Jupyter Google Storage Contents Manager allows working with Jupyter notebooks directly in Google Cloud Storage.
It aims to be a complete drop-in replacement for the stock filesystem
[ContentsManager](http://jupyter-notebook.readthedocs.io/en/latest/extending/contents.html).
Thus JGSCM is only compatible with a relatively modern IPython/Jupyter stack (version 4 and above).

The root level of the virtual file system is the list of buckets, which
are presented as directories. In turn, each bucket is presented as an
ordinary folder where users can create files, subdirectories and notebooks.
Besides, snapshots are completely supported too.

Installation
------------
```
pip install jgscm
```
You must point to jgscm in [Jupyter settings](http://jupyter-notebook.readthedocs.io/en/latest/config.html).
Usually you'd need to edit `~/.jupyter/jupyter_notebook_config.py` and
insert the following:
```python
c.NotebookApp.contents_manager_class = 'jgscm.GoogleStorageContentManager'
# c.GoogleStorageContentManager.project = ''
# c.GoogleStorageContentManager.keyfile = ''
```
`project` and `keyfile` must be set if [gcloud](https://github.com/GoogleCloudPlatform/gcloud-python)
cannot determine the defaults. Read more about it in one of the next sections.

Contributions
-------------
...are welcome! See [CONTRIBUTING](CONTRIBUTING.md) and [code of conduct](CODE_OF_CONDUCT.md).

License
-------
MIT, see [LICENSE](LICENSE.md).

Usage
-----
Just launch and use Jupyter as usual.

On the root level, you may not create files, only directories and the latter
are considered as new buckets. On deeper levels, there should be no difference.
You can change the Google Cloud project in order to work with
corresponding buckets in Jupyter configuration (see [Projects and keyfiles](#projects-and-keyfiles)).

GCS treats blobs with names ending with "/" as folders and so does this
project. Since there is no special handling of directories in GCS,
when you delete some blob which is the only one in it's parent directory,
and the parent directory was not created explicitly, it will disappear as well.
This behavior is similar to some old-style source control systems.

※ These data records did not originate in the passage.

PR #2651, opened 2021-06-30
WebGL render options

ace-1331:
*builds on #2650*

While discussing the context issue, I started reading on WebGL context attributes more in detail, and there are a few options we can change to affect performances.

This PR adds device-specific graphic settings to provide options to lower/increase performances.

1- Antialiasing: It is already ON by default when the device supports it, now there is an option to force disable it which can help make the club run much faster on slower devices. This is supported by every browser that supports WebGL

2- Power consumption mode: The default mode is "default", but you can pass low/high to influence the browser/device's decision on how it will handle rendering. This feature is still non-normative, and the support is low to mid. I debated whether or not it should be in, but I think it's good to give  this option to people with modern browser/devices that support it as it can help save battery on laptops/phones (which the club is guilty of), or increase performances on PCs.  If support for this attribute is ever lost or change, this setting can easily be adapted, but won't cause any errors due to it's nature of just being an attribute passed to the creation of the context.


elliesec (approved):

Ben987:
This one creates conflicts with #2650, can you resolve them and test again?  Thanks.

ace-1331:
solved

Ben987:
Absolutely!  More and more players are having drawing issues lately, maybe it will help them.  Thanks :)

GCS API invocations can take some time. While JGSCM does it's best to reduce
the number of calls, they still can introduce substantial delays in
Jupyter UI. Please, be patient.

There is an ability to specify the starting path instead of the buckets listing:
```python
c.GoogleStorageContentManager.default_path = 'path/without/starting/slash'
```
(`--notebook-dir` does not seem to work).

Checkpoints
-----------
Checkpoints are stored in .ipynb_checkpoints directory as usual. That
name can be changed via `c.GoogleStorageCheckpoints.checkpoint_dir` in
Jupyter configuration. You can set the dedicated bucket for snapshots via
`c.GoogleStorageCheckpoints.checkpoint_bucket`.

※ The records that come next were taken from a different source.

PR #2652, opened 2021-06-30
Extended item migration: ItemHead

elliesec:
## Summary

This migrates extended items in the `ItemHead` group over to the archetype framework, and removes their corresponding script files. The affected items are:

* Duct Tape
* Ribbons
* Web Blindfold

I've tested all three thoroughly and verified that they are all working as before.


Ben987:
Sure!  Thanks for that update :)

The name of each checkpoint is \-[UUID4](https://en.wikipedia.org/wiki/Universally_unique_identifier).ipynb.

Hidden files and directories
----------------------------
As with any UNIX filesystem, files and directories with names starting
with dot "`.`" are considered hidden by default. You can change this by
setting `c.GoogleStorageContentManager.hide_dotted_blobs` to `False`.

Projects and keyfiles
---------------------
Usually, if you launch Jupyter in Google Cloud, the default project is picked
up and no special keys and tokens must be supplied. The same is true
if you launch Jupyter in the environment which was configured for
Google Cloud (`gcloud init`). If this is not the case, you can explicitly
set the Google Cloud project and authentication credentials.

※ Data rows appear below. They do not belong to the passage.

PR #2653, opened 2021-06-30
Bugfix/Improvement: `GagUnique` prerequisite improvements

elliesec:
## Summary

It came to my attention recently that ball gags (or, as it turns out any gags with the `GagUnique` prerequisite) were never being selected in the random item pool. The reason for this is that the `InventoryPrerequisiteMessage` function returns `null` rather than an empty string if `C.FocusGroup` isn't set, which meant it would fail this check in `InventoryAllow`:
```js
return (Msg == "");
```

This PR updates `InventoryPrerequisiteMessage` and `InventoryPrerequisiteConflictingGags` so that `C.FocusGroup` being set is no longer a hard requirement. However, the `GagUnique` prerequisite is slightly different from others in that it pulls some contextual information from the current focus group. Therefore, if no focus group is set, the prerequisite returns an error if _any_ of the mouth groups contains a conflicting gag. If a focus group is set, the prerequisite behaves as it did before. This should bring a lot more gag variety (back?) into the random item pool.


Ben987:
Thanks!  More random gags is always good :)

Open Jupyter configuration and set
```python
c.GoogleStorageContentManager.project = '...'
c.GoogleStorageContentManager.keyfile = '...'
```

Regarding keyfiles, please read the [official documentation](https://cloud.google.com/storage/docs/authentication).
Go to API Manager / Credentials in cloud console to generate it:

![API Manager / Credentials](docs/keyfile.png)

Testing
-------
```
PYTHONPATH=`pwd` python3 -W ignore::DeprecationWarning jgscm/tests/test.py
```
JGSCM writes logs at DEBUG verbosity level (`c.Application.log_level = "DEBUG"`).